Sabtu, jam 6 pagi.
Kezia melajukan mobil HRV putihnya melewati gerbang ‘Selamat datang di Desa Sukamal’, yang diiringi dengan musik pop dari radio mobilnya. Di gerbang itu, ada dua orang penjaga yang mengenakan seragam berwarna hijau gelap berlengan panjang, sedang tidur pulas. Yang bertubuh lebih subur, tidur dengan mulut terbuka, sedangkan penjaga satunya lagi, yang bertubuh kurus, asik-asik tidur di pangkuan temannya sembari menggaruk-garuk ketiaknya sendiri.
Kezia yang melihat pemandangan ini, hanya bisa geleng-geleng kepala sambil tertawa kecil. Sesaat, ia melihat daftar nama-nama desa yang akan didatanginya hari ini. Tiba-tiba saja, ada kambing tepat di depan mobilnya, dengan cepat ia membanting setirnya, hingga menabrak tiang listrik. “Waaa….”
Ciiiiitttt…. Brag!
Mobil bagian depannya, alhasil ringsek parah, serta mengeluarkan asap. Dengan emosi, Kezia keluar dari mobilnya dan melihat ke arah si pemilik kambing. Bapak berkaos coklat itu, dengan santainya, masih saja sibuk menggiring lima ekor kambing, termasuk si kambing putih yang tadi menghadang mobil Kezia. “Maaf, maaf,” ujar bapak tersebut.
Para warga yang mendengar tabrakan itu, berhamburan mengelilingi mobil Kezia yang sudah rusak parah. Kezia sampai melotot melihat ke arah si bapak. Gimana ini, mobil gua rusak, lah si orang ini cuma ngomong maaf-maaf doang. Solusinya mana?
Kezia berusaha menahan emosinya, dan mengeluarkan ponselnya untuk menelepon, meminta bantuan.

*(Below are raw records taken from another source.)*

PR #346, opened 2026-08-13
Fix memory compaction: use indexes instead of strings

ea-rus:
Fix memory compaction fail error:
```
memory-compaction: forced _CompactionResult call failed (TRUNCATED, budget=4096, output_tokens=4096) retrying=True
```
Use line indexes instead of strings in output, should reduce chance of token budget overflow

Fixes https://linear.app/mindsdb/issue/ENG-1523/memory-compaction-is-permanently-broken-for-any-file-large-enough-to


alecantu7 (commented):
Reviewed at `ca46582d`, base `origin/staging` `3f74f06e` (verified fresh against the API).

Filed the missing ticket for this while reviewing: **[ENG-1523](https://linear.app/mindsdb/issue/ENG-1523)**. It carries the measurements below and the two findings, so the PR has something to close.

## This fixes the reported failure, and the arithmetic checks out

Measured against the actual file that produced the error on the reporting machine, `~/.cowork/memory/rules.md` (78 entries):

| | before | after |
| -- | -- | -- |
| output tokens the model must emit | **5,272** | **~234** |
| vs rung 1 (4,096) | **exceeded** -> `TRUNCATED` | fits, ~3,800 to spare |
| vs rung 2 (8,192) | 5,272 fits, but +~2,920 narration -> **exceeded** | fits |

**23x reduction.** That is the root cause, not a symptom: `kept: list[str]` forced the model to echo every surviving entry verbatim including its `<!-- ... -->` comment, so the response scaled with the file — and the file that most needs compacting is the one whose response cannot fit. The code comment on staging already said so (*"Compaction echoes the kept entries back, so its output scales with the file"*); this is the change that stops it being true.

Worth recording explicitly because it justifies a decision in the diff: **rung 2 failing proves narration is material on its own** (~2,920 tokens on this file). So keeping the ladder rather than deleting it is correct, and the comment saying so is accurate.

Three things this gets right beyond the headline:

- `kept = [e for i, e in enumerate(entries, 1) if i in keep]` copies from the source list, never from the response. An invented index costs at most the entry it failed to name; duplicates collapse into the set. **The model can drop an entry but can never reword or corrupt one** — for a file the agent reads as behavioural rules that is a safety property, not just a side effect.
- `if not kept: return` — an empty answer leaves the file alone rather than emptying it.
- The select-only tradeoff is called out honestly in the docstring. It loses no information (the prompt says keep both when in doubt); it only forgoes tidying.

**Tests:** 8 new cases, precise, and mostly load-bearing under mutation:

```
model order instead of file order  -> 2 failed  (file-order guarantee is genuinely pinned)
0-indexed prompt vs 1-indexed pick -> 1 failed  (off-by-one is pinned)
empty answer -> keep everything    -> 44 passed (see finding 2)
```

Full suite: **2,009 passed, 28 skipped**.

---

## Finding 1 — medium · this turns compaction back on, and compaction duplicates entries

`anton/core/memory/cortex.py:643-650` — **pre-existing**, but dormant only because compaction has been dead since 2026-08-04.

The three section filters overlap:

```python
always = [e for e in kept if "always" in e.lower() or not any(k in e.lower() for k in ("never","when","if "))]
never  = [e for e in kept if "never" in e.lower()]
when_rules = [e for e in kept if "when" in e.lower() or "if " in e.lower()]
```

An entry containing both "when" and "always" lands in two lists, is written twice, and is read back next pass as two entries.

**Executed against the real file:**

```
entries in           : 78     (always=30  never=3  when=51)
entries written out  : 84
DUPLICATED           : 6      (8% growth per pass)

  x2: "- When reading email bodies... always encode/decode with errors=..."
  x2: "- When debugging a secret that looks malformed, never print it..."

compounding: 78 -> 84 -> 90 -> 96
```

The file has **0 exact duplicates today** — precisely because compaction has not run. The first successful compaction after this merges introduces 6.

**Refutation attempted.** Net effect is still strongly positive: the same file has 30 pairs with >50% word overlap, so compaction should prune far more than the 6 it re-adds. That is why this is medium and not a blocker. But it is a leak in the exact mechanism being repaired, on a ticket about unbounded growth, and it is one line.

**Fix.** Make the buckets mutually exclusive — e.g. `when_rules = [e for e in kept if e not in never and (...)]` — or dedupe `lines` before writing. Worth folding into this PR rather than a follow-up, since the whole point is that the file stops growing.

## Finding 2 — low · `test_empty_answer_leaves_the_file_untouched` cannot detect its own behaviour

Replacing `if not kept: return` with `kept = entries` leaves the suite at **44 passed**, mutation confirmed applied.

The test asserts `hc._lessons_path.read_text() == before`, and for a *lessons* file the full rewrite is byte-identical — so "returned early" and "rewrote everything" are indistinguishable to it.

It matters because the rewrite is **not** idempotent for `rules.md`; that is finding 1. The guard is genuinely load-bearing on the rules path, and the test that names it is blind there.

**Fix.** Assert on a write spy, or run the same case with `kind="rules"`.

## Finding 3 — low · nothing exercises the rules path

All eight new tests use `_lessons_path`. The only `rules` fixture in the file (`test_cortex.py:99`) holds a single entry. So the section bucketing — the one non-trivial branch in the rebuild, and the branch this PR simplified — has no coverage from the new tests.

---

## What this does not fix, stated so the ticket does not close early

- **The ratchet is still one-way.** Any *other* compaction failure still leaves the file untouched, so it still grows and still fails again. This moves the threshold ~23x further out; it does not remove the mechanism. Recorded as out-of-scope on ENG-1523.
- **The truncation log still cannot tell you which cause you hit.** `raise_unusable_tool_call` computes *"did not return a tool call"* (narrated past the budget) versus *"returned an unusable tool call"* (budget ran out inside the JSON), but `generate_with_truncation_retry` logs only `TRUNCATED`, deliberately excluding the exception message for content-safety. That ambiguity is exactly what made this take a round-trip to diagnose — you could not tell from the log whether to shrink the output or buy more room. Four lines to carry the boolean rather than the message; it is on ENG-1523's Done-when.

---

**Recommended: APPROVE**, with finding 1 worth folding in first. Without it, the first thing the restored compaction does is duplicate six rules — a small regression, but on the one file this PR exists to stop growing.

alecantu7 (commented):
## Re-review — head `d2fb6675`, base `origin/staging` `741802f` (verified fresh against the API)

**All three findings from my `ca46582d` pass are closed**, and two of them are closed more thoroughly than I asked. Re-measured rather than re-read.

### Finding 1 — duplication: fixed by construction

Entries now carry the heading they were read under, so each is written back to exactly one section. Re-ran the same experiment against the same real file, `~/.cowork/memory/rules.md` (on a copy), with a model that keeps every index:

| | `ca46582d` | `d2fb6675` |
| -- | -- | -- |
| entries in | 78 | 78 |
| entries written out | **84** | **78** |
| duplicated | **6** | **0** |
| second pass | 90 — compounding | 78 — **idempotent** |

`get_rules()` after compaction returns `always 48 / never 3 / when 27` — byte-for-byte the same distribution the original file parses as, so the round trip preserves `kind` and not just text. `_RULE_SECTIONS` matches `save_rules`'s writer at `hippocampus.py:487` exactly, same three names, same order.

### Finding 2 — the blind test: fixed on both paths

Applied the exact mutation from that finding (`if not kept: return` → keep everything):

```
FAILED test_empty_answer_leaves_the_file_untouched        <- the lessons test that was blind
FAILED test_empty_answer_does_not_rewrite_the_rules_file  <- the one I asked for
```

The lessons test can now see its own behaviour, which I had not expected to get for free.

### Finding 3 — no rules coverage: fixed

Seven new tests exercise `kind="rules"`: original-heading preservation, idempotency, re-parse as Engrams, emptied sections keeping their heading, entries above the first heading, entries under an unknown heading.

Three further mutations, each caught by its own tests and nothing else:

```
delete the `if not kept: return` guard        -> 2 failed
bucket by keyword instead of by heading       -> 5 failed
collapse the verdict back to one TRUNCATED    -> 2 failed
```

The truncation-diagnosis gap I listed as out-of-scope was pulled in too. I grepped `cowork-server`, `cowork`, `cowork_evals`, `anton_services` and `mdb-ai` for consumers of the old `TRUNCATED` / `NO_TOOL_CALL` log strings — there are none, so the three-way split breaks no downstream reader.

---

## Four new items, none blocking

### 1 — nothing logs how much compaction deleted, and indices made over-pruning free · medium

`_compact_file` has three `logger` calls and none on the success path. A compaction that keeps 18 of 78 rules rewrites the file and says nothing. `_encode_with_lock` doesn't log either, and there's no wrapper log in `compact_all` — checked all three.

This is pre-existing, but the mechanism that kept it harmless is what this PR removes. With `kept: list[str]` the model had to retype every survivor, so dropping 60 entries cost it output tokens and showed up in the response size. With `keep: list[int]`, dropping 60 entries is a *shorter* answer than keeping them. The economic pressure against silent over-pruning is gone, and nothing replaced it.

One line, and it matches the principle already stated at `cortex.py:647` — *"never silently: an unlogged swallow made a dead memory subsystem indistinguishable from a working one"*:

```python
logger.info("memory-compaction: kept %d of %d entries", len(kept), len(entries))
```

Worth folding into this PR rather than a follow-up, for the same reason as the section fix: the whole point is that this file stops changing size without anyone knowing.

### 2 — an entry above the first heading becomes a binding rule · low

Deliberate and tested (`test_entries_above_the_first_heading_are_not_lost`), and I agree keeping them beats dropping them. But "not lost" has a second half worth stating, because `get_rules` requires `current_kind` (`hippocampus.py:443`) and therefore **ignores** those entries today:

```
BEFORE compaction: orphan visible to the agent?  False    (8 rules)
AFTER  compaction: ('always', 'NOTE to self: ignore the stagi…')   (9 rules)
```

So a hand-written note in a file users do edit goes from inert to a rule the agent follows. Right behaviour, but it should be recorded on the ticket rather than found later.

### 3 — `anton/README.md:834` still advertises merging · low

> `compact_all()` | LLM-assisted deduplication **+ merge** on all oversized files.

This PR removes merging outright — `merged` and `pruned` are deleted and the new docstring says compaction selects rather than rewrites. Same class of defect as the docstring that let ENG-1495 ship dead for 16 days, in the file the repo treats as its deep dive.

### 4 — the size regression test never runs the rules path · low

`test_the_answer_fits_the_budget_at_the_size_that_broke_it` builds its 78 entries with `encode_lesson`. ENG-1523 asks for both a real-size regression test and a `kind="rules"` test; both exist, but as different tests, so the section logic is never exercised at scale. The section code is size-independent so this is completeness, not risk — and I covered it by hand against the real 78-entry file above.

---

## One finding I withdrew, because the invariant is worth knowing

I had this as a defect and reproduced it before checking the callers:

```
exception message : LLM returned an unusable tool call …
truncated=False   reached_tool_call=True   ->  LOG VERDICT: NO_TOOL_CALL
```

It doesn't survive. Every real caller makes that state unreachable — `client.py:309` and `scratchpad_boot.py:579` fire only when `not response.tool_calls`, and `client.py:319` and `scratchpad_boot.py:589` fire only inside `if looks_truncated(...)`. The only way I could produce it was by calling `raise_unusable_tool_call` directly.

Recording it because the invariant lives in four call sites rather than in `truncation_verdict` itself, so a fifth added without the `looks_truncated` guard would log a contradiction silently. Optional one-liner, not a defect here.

---

**Recommended: APPROVE**, with item 1 worth folding in first. It is the difference between "compaction works again" and "compaction ran, and we would not know if it ate half the file."

Two notes unrelated to the diff: `staging` moved to `741802f` under this PR (#350, #351) and neither commit touches anything here — I checked that #350's `cloud_turn/__main__.py` changes leave `main()` and the exit path alone. And this merges cleanly against anton#345, verified with a real merge.

alecantu7 (commented):
## Re-review of everything after `d2fb6675` — validated at `e064c83a`

No blocking findings. The incremental commit is sound, and the implementation held up under a mutation battery: **9 of 9 mutations were caught**, including the exact one ENG-1523 called out as previously undetected. Full suite green locally on this head (2195 passed, 28 skipped, 3m09s), on a base verified fresh against `origin/staging` = `6be5d34f`.

| Mutation | Caught by |
| --- | --- |
| empty-answer guard → keep everything | `test_empty_answer_leaves_the_file_untouched` |
| log reports total instead of survivors | `test_a_rewrite_reports_how_much_it_deleted` |
| log carries entry text | same |
| rules buckets made overlapping again | `test_keeping_everything_is_idempotent` |
| unknown heading no longer falls back | `test_entries_under_an_unknown_heading_are_not_lost` |
| `reached_tool_call` hardcoded False | `test_payload_overflow_is_logged_as_inside_call` |
| off-by-one in the numbering **shown** | `test_numbering_shown_matches_the_numbering_applied` |
| off-by-one in the numbering **applied** | 11 tests |
| `kind == "rules"` inverted | 5 tests |

`_with_hand_written_note` is the right fix for the weak `test_empty_answer_leaves_the_file_untouched` — replacing `if not kept: return` with `kept = list(zip(sections, entries))` now fails, where before the byte-identical lessons rewrite left the suite green. Both tests added in `fab8d99d` are load-bearing.

Three things for the record, none of them requesting a code change here.

---

### 1. Land #342 (ENG-695) first — it closes the one residual hole in this PR's premise

A truncation that the repair pass can *fix* is still accepted as a complete answer, and with an index schema that means compaction deletes every entry the model hadn't yet named. Executed against this head:

```
raw = '{"keep": [1, 2, 3, 4, 5, 6, 7, 8, 9, 10, 11, 12, 1'
safe_parse_tool_input -> parse_error = None       # repair balanced the bracket
unwrap_structured_response -> keep=[1..12, 1]     # validates: 13 of an intended 78
looks_truncated(response, 4096) -> True           # evidence exists; the success path never asks
```

`client.py:311` only consults `looks_truncated` inside the `except` branch, so a repaired dict that validates never reaches it. `_compact_file` then writes 13 of 78 entries through `_encode_with_lock(mode="write")` — atomic temp+rename, no `.bak` — and the only trace is one INFO line reading `kept 13 of 78`.

**This is pre-existing, not introduced.** I ran the same probe against the old `kept: list[str]` schema: it also returned `parse_error=None`, validated, and then wrote the truncated model string `"- rule two <!-- ts"` into the file verbatim — strictly worse. What changed is the *shape*: a bracket-balanceable int array is the most repairable payload there is, so the residual truncation now lands in the silent branch instead of the loud one the bug report showed. Overall risk still drops, because 234 output tokens vs 5,272 makes truncation ~23× less likely to begin with.

The fix is already written — #342 adds `ToolCall.repaired` and `if not response.tool_calls or any(tc.repaired for tc in response.tool_calls)` → raise, so this becomes a `StructuredOutputError`, the ladder retries, and a final failure leaves the file alone. So: **merge order, not new code.**

Worth flagging to whoever reviews #342: its body describes the memory consequence as "recorded no lessons" — a silently empty result. That was accurate before this PR. After this one lands, the same path means *deleted the entries it hadn't named*, unrecoverably. Same fix covers both, but the severity in that description understates the post-#346 case.

One coverage note that explains why this wasn't spotted: `_truncated_mid_json` in `tests/test_memory_truncation_retry.py` models only the `parse_error`-was-set variant (step 3 of the salvage cascade). The repair-succeeded variant (step 2) — the silent one — has no fixture.

### 2. This PR conflicts with #342 in `session.py`

```
git merge-tree --write-tree --name-only <pr-346> <pr-342>
CONFLICT (content): Merge conflict in anton/core/session.py
```

Both rewrite the verifier truncation log at `session.py:4582`. It resolves trivially either way, but per convention 3 the merge order belongs in both PR bodies rather than in someone's head. #342 first gets you finding 1 for free and leaves this PR the smaller rebase.

Checked the other overlapping PR too: **#354** (`fix(memory): block persistent prompt injection`) also touches `cortex.py` and `test_cortex.py` but merges **clean** against this and never goes near `_compact_file` — it filters unsafe engrams at read time, complementary to this PR removing the write-side sink.

### 3. One `Done when` item met in spirit, not in wording

> A memory file with 78+ entries compacts successfully at the default budget, **verified against a real file rather than a small fixture**.

`test_the_answer_fits_the_budget_at_the_size_that_broke_it` uses a *synthetic* 78-entry file (`"detail " * 40`), and `len(llm.prompt) > 20_000` correctly guards the fixture from shrinking. But the budget assertion measures the **fake's** serialized answer at ~4 chars/token: it proves the schema no longer scales with the file, which is the important half — it does not prove a real model's narration *plus* answer fits rung 1, and rung 2's failure in the original report shows narration is material on its own. Post-fix verification against the reporter's actual `rules.md` isn't evidenced in the PR. Flagging so it can be accepted deliberately rather than read as covered.

---

### Not findings, for the record

- **This PR closes a persistent prompt-injection sink.** The old `kept: list[str]` wrote model-authored text into `rules.md`, which the agent reads as binding behavioural gates — an injected instruction could persist itself across sessions. Index selection removes it entirely; entries are copied from disk (`test_survivors_are_byte_identical_including_metadata`). The new INFO log is counts + `path.name` only, and the exact-message assertion means entry text can't start riding along.
- **Over-pruning has no floor and no recovery.** Even with a complete answer, `keep=[1]` on 78 entries is valid, deletes 77 user rules, and the INFO line is the only signal. The code comment names the incentive honestly. A `.bak` before the rewrite would make it recoverable. Not this PR's job — noting it since the log is observability-only.
- **Read-modify-write race, pre-existing and unchanged:** `_compact_file` reads, awaits the LLM for seconds, then overwrites, while `maybe_vacuum` runs it as a background task and `encode_rule` → `save_rules` is itself a full-file rewrite. `_encode_with_lock` locks each write but not the pair, so a `/memorize` in that window is silently discarded. Own ticket if it matters.

Verified `kind` is passed as `"rules"` by both `compact_all` and `vacuum`; grepped the whole workspace for external consumers of the changed API (`StructuredOutputError`, `truncation_verdict`, `_CompactionResult`) — none outside anton, and both log sites use the shared helper.

alecantu7 (approved):
Approving at `aa42c943`.

**#342 is confirmed in the tree, which is the precondition for this being safe.** Its merge commit `be259c47` is an ancestor of this head, and the code itself is present — `any(tc.repaired …)` in `client.py`, `repaired: bool = False` on `ToolCall`, `usable_tool_call` in `structured.py`. Verified as code in the tree rather than a commit in the history, because that distinction is the whole point here.

**Why that matters, and why it should stay in the record:** this PR makes the compaction answer a bracket-balanceable int array, which is the most repairable payload there is. Without #342's guard, a truncated-but-repaired answer parses, validates, and silently deletes every entry the model had not yet named. #342 landing first is what makes this a narrowing rather than a new silent-loss path — so if it were ever reverted, this PR's blast radius changes with it.

The `fixture` commit answers my last round's coverage note and goes past it. I had only observed that `_truncated_mid_json` models the loud variant (`parse_error` set) while the silent one had no fixture. What landed adds the silent twin, a ladder-level guard, and — which I had not asked for — the consequence at the call site: ten lessons, the model names two, assert the file is byte-unchanged and the failure logged. The `_repaired_mid_json` docstring also names the vacuous-pass trap itself ("`payload` must be VALID for the schema under test, or the ladder raises on validation instead"), and the payloads are in fact schema-valid, so the tests can only pass because the guard exists.

Both are load-bearing, mutation-verified:

```
MUTATION: if not response.tool_calls or any(tc.repaired …)  →  if not response.tool_calls:
FAILED test_a_repaired_payload_is_a_truncation_not_an_answer
FAILED test_a_repaired_compaction_answer_does_not_delete_the_rest
2 failed, 14 passed
```

Everything else from my earlier rounds is closed and re-verified on this head: the `session.py` conflict resolved keeping both sides, `merge-tree` against fresh `staging` clean, full suite **2215 passed / 28 skipped**, and all eight checks green including `run-tests` and `verdict-eval`.

**One deliberate deviation, recorded rather than silently accepted.** ENG-1523's `Done when` says the 78-entry case should be *"verified against a real file rather than a small fixture"*. `tests/test_cortex.py:667` is still a synthetic `range(78)`. The intent behind that wording — don't test at the 8-entry minimum, test at the size that actually broke it — is met, and `len(llm.prompt) > 20_000` guards the fixture from shrinking. Approving on that basis; flagging it so QA accepts it deliberately rather than filing a false miss.

The read-modify-write race I raised earlier stays out of scope: pre-existing, unchanged here, and worth its own ticket rather than this PR paying for it.

Merge is yours.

Tapi berkali-kali dicoba, ternyata, sinyal di daerah ini bermasalah. “Haduh, sinyalnya,” celoteh Kezia.
Si bapak itu hanya menjawab, “Di sini jelek, Neng sinyalnya. Harus naik ke atas bukit, baru bisa. Yang lumayan bagus, di RW 23.”
“Ya udah, anterin saya ke RW 23 deh, Pak.”
***
Di RW 23
Kezia dibonceng pakai motor bersama si bapak, sampai ke RW 23, daerah paling atas dari Desa Sukamal. Bersama si bapak, Kezia harus melewati jalanan yang berkelok-kelok, kecil, curam, rusak, hingga jalanan yang masih saja belum diaspal. Sempat beberapa kali, motor yang ditumpangi Kezia ini harus ikut bergoncang-goncang, ke kiri, kanan, mengikuti bentuk tanah yang tidak rata. “Maklum, Neng, tadi malam di sini hujan, jadi tanahnya lembek,” ujar si bapak, berusaha menenangkan Kezia yang panik.
Kezia cuma bisa pasrah, mengikuti si bapak, yang akhirnya Kezia tahu namanya adalah Gama. “Pak Gama, ini kita ngelewatin hutan ya?”
“Bukan Neng, bukan hutan ini. Cuma pepohonan biasa aja ini, ntar juga langsung masuk RW 23. Bagus tempatnya.”
Angin dingin di pagi hari, terasa sangat menusuk kulit Kezia, tapi ia berusaha sekuatnya untuk menahannya, demi bisa memanggil orang bengkel dan segera pergi dari tempat ini.